Stored items
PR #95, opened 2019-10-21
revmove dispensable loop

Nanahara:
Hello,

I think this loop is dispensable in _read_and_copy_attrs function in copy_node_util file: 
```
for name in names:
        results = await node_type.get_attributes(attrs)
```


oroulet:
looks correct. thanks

* * *

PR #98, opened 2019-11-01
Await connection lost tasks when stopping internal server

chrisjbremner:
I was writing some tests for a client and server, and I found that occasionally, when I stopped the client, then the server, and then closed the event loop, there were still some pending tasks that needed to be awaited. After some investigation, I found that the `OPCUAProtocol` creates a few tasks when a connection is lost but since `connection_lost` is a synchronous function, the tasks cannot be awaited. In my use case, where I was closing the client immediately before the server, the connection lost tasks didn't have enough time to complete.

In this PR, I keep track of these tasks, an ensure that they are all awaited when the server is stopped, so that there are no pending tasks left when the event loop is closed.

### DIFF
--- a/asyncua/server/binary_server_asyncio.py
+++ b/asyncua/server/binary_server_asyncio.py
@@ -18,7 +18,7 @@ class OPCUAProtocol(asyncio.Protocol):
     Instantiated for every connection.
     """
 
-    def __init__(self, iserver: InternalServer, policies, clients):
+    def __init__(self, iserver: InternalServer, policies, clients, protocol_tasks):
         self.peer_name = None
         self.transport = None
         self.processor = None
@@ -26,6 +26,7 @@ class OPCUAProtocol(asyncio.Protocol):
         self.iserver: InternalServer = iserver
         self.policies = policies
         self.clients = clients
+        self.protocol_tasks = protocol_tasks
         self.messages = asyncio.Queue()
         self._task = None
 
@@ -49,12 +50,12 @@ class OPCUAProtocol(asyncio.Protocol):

# What you have to do
Only one number is expected: the count of lines in the entries holding the string "self".

# Task result
11